A sea urchin-shaped, single-layer, and hollow NiO–NiS photocatalyst with a large surface area was designed for carbon dioxide (CO₂) conversion in this study. A d-glucose polymeric hollow frame was fabricated using a d-glucose monomer, and NiO particles were stably grown on it using the hydrothermal method to form a hollow NiO surface. The d-glucose frame was removed by heat treatment to create hollowed NiO; hollowed NiO–NiS (h-NiO–NiS) was subsequently obtained through ion exchange between the O ions in NiO and S ions in the sulfur powder. Additionally, we attempted to determine the correlation among the surface area of the h-NiO–NiS catalyst, CO₂ gas adsorption capacity, and catalyst performance. The surface area of the h-NiO–NiS catalyst was ten times larger than that of the nanometer-sized NiO–NiS (n-NiO–NiS, 21.2 m² g⁻¹) catalyst. The CO₂ photocatalytic conversion performance of the hollowed catalyst was approximately seven times larger than that of the nanosized catalyst. As the amount of ion-exchanged S increased, methane selectivity increased, and optimal methane production was obtained when the weight ratio of NiO and sulfur powder was 1 : 4. Using temperature-programmed desorption (TPD) analyses of CO₂ and H₂O, the adsorption of water molecules on the Ni–S surface and that of CO₂ gas on the Ni–O surface during CO₂ conversion reaction were confirmed. The h-NiO–NiS catalyst facilitated an effective charge separation through a well-developed interfacial transition between the linked NiS and NiO, and resulted in increased CO₂ photoreduction performance under sunlight.

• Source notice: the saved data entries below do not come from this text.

PR #2043, opened 2026-02-15
DropKeyRange changes tranMngr

xelavopelk:
0) added dropkeyrange to transtation mngr. 
1) removed copipasta from recognition a type of gossip commands 

issue #1737

### DIFF
--- a/coordinator/pkg/clustered_coord.go
+++ b/coordinator/pkg/clustered_coord.go
@@ -2697,8 +2697,8 @@ func (qc *ClusteredCoordinator) AlterDistributedRelation(ctx context.Context, id
 
 // AlterDistributedRelationSchema changes the schema name of a relation attached to a distribution
 // TODO: unit tests
-func (qc *ClusteredCoordinator) AlterDistributedRelationSchema(ctx context.Context, id string, relName string, schemaName string) error {
-	if err := qc.Coordinator.AlterDistributedRelationSchema(ctx, id, relName, schemaName); err != nil {
+func (qc *ClusteredCoordinator) AlterDistributedRelationSchema(ctx context.Context, id string, relationName *rfqn.RelationFQN, schemaName string) error {
+	if err := qc.Coordinator.AlterDistributedRelationSchema(ctx, id, relationName, schemaName); err != nil {
 		return err
 	}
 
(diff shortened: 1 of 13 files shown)


coordinator/pkg/clustered_coord.go
```diff
@@ -2821,7 +2821,7 @@ func (qc *ClusteredCoordinator) ExecNoTran(ctx context.Context, chunk *mtran.Met
 
 func (qc *ClusteredCoordinator) CommitTran(ctx context.Context, transaction *mtran.MetaTransaction) error {
 	for _, gossipRequest := range transaction.Operations.GossipRequests {
-		if gossipType := mtran.GetGossipRequestType(gossipRequest); gossipType == mtran.GR_UNKNOWN {
+		if _, recognized := mtran.GetGossipRequestType(gossipRequest); !recognized {
```
Denchick: I suggest a more golang-way naming (here and above):

```suggestion
		if _, ok := mtran.GetGossipRequestType(gossipRequest); !ok {
```

pkg/models/transaction/meta_transaction.go
```diff
@@ -62,9 +64,14 @@ type MetaTransactionChunk struct {
...
 // Any change in this enum must change GetGossipRequestType function
 const (
-	GR_UNKNOWN = iota
+	GR_ERROR = iota - 1
+	GR_UNKNOWN
 	GR_CreateDistributionRequest
 	GR_CreateKeyRange
+	GR_DropKeyRange
+	GR_DropKeyRangeAll
+	GR_LockKeyRange
```
Denchick: `GR_LockKeyRange` and `GR_UnLockKeyRange` are not used. Let's remove them

pkg/models/transaction/meta_transaction.go
```diff
@@ -62,9 +64,14 @@ type MetaTransactionChunk struct {
 
 // Any change in this enum must change GetGossipRequestType function
 const (
-	GR_UNKNOWN = iota
+	GR_ERROR = iota - 1
```
Denchick, line 67: seems strange

coordinator/pkg/clustered_coord.go
xelavopelk: ok

pkg/models/transaction/meta_transaction.go
xelavopelk: GR_ERROR = -1
GR_UNKNOWN = 0
--------
all significant types are greater than 0

pkg/models/transaction/meta_transaction.go
xelavopelk: ok. but they will come back soon

PR #2061, opened 2026-02-18
Add DROP MOVE TASK command

EinKrebs:


pkg/coord/adapter.go
```diff
@@ -983,6 +983,38 @@ func (a *Adapter) ListMoveTasks(ctx context.Context) (map[string]*tasks.MoveTask
...
+
+// RemoveMoveTask removes move task with given ID from the system.
+//
+// Parameters:
+// - ctx (context.Context): The context for the request.
+// - id  (string): The ID of the move task to remove.
+//
+// Returns:
+// - error: An error if the retrieval of tasks fails, otherwise nil.
+func (a *Adapter) RemoveMoveTask(ctx context.Context, id string) error {
```
Denchick, line 1012: It is strange that the command called DROP but inner methods are Remove

PR #2065, opened 2026-02-18
Refactor batch move & retry task group to avoid code duplication

reshke:


coordinator/pkg/clustered_coord.go
```diff
@@ -1197,6 +1197,42 @@ func (qc *ClusteredCoordinator) checkKeyRangeMove(ctx context.Context, req *kr.B
 	return nil
 }
 
+/*
+* Workhorse for all move data operations
+ */
+func (qc *ClusteredCoordinator) executeMoveInternal(
+	ctx context.Context,
+	taskGroup *tasks.MoveTaskGroup,
+	invalidateTG bool,
```
EinKrebs, line 1206: We can invalidate all the time

PR #2072, opened 2026-02-20
Key range versioning basics

EinKrebs:


Denchick (approved):

xelavopelk:
What do we want to get by implementing the key range version?

PR #2101, opened 2026-02-25
Put coordinator address in task group lock & status message

EinKrebs:


reshke (approved):

qdb/memqdb.go
```diff
@@ -1850,7 +1850,7 @@ func (q *MemQDB) TXStatus(gid string) string {
 //                               TASK GROUP STATE
 // ==============================================================================
 
-func (q *MemQDB) TryTaskGroupLock(ctx context.Context, tgId string) error {
+func (q *MemQDB) TryTaskGroupLock(ctx context.Context, tgId string, holder string) error {
```
Denchick, line 1853: leaser sounds better
anyway

EinKrebs: It's lease holder, or lessee, not leaser. I think we should keep `holder`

在这项研究中，设计了一种海胆形，单层且中空的具有大表面积的NiO-NiS光催化剂，用于二氧化碳（CO ₂）的转化。甲d -葡萄糖聚合物空心框架是使用制造的d葡萄糖单体，和NiO颗粒使用水热法，以形成中空的NiO表面上稳定地生长。所述d通过热处理除去葡萄糖帧创建挖空的NiO; 随后通过NiO中的O离子与硫粉中的S离子之间的离子交换获得了空心的NiO-NiS（h -NiO-NiS）。此外，我们试图确定h -NiO-NiS催化剂，CO ₂的表面积之间的相关性。气体吸附能力和催化剂性能。所述的表面面积ħ -NiO-NiS的催化剂是比上述纳米尺寸的NiO-NiS的第（n-的NiO-NiS的，21.2微米的大十倍² 克^-1）催化剂。中空催化剂的CO ₂光催化转化性能大约是纳米催化剂的七倍。当NiO和硫粉的重量比为1：4时，随着离子交换S量的增加，甲烷的选择性增加，并获得了最佳的甲烷生成量。使用温度程序解吸（TPD）分析CO ₂和H ₂ O ，水分子在Ni–S表面的吸附和CO ₂的吸附确认了CO ₂转化反应过程中Ni-O表面有气体。的ħ -NiO-NiS的催化剂通过联系的NiS和NiO之间发达的界面过渡促进有效的电荷分离，并导致增加的CO ₂在日光下光还原的性能。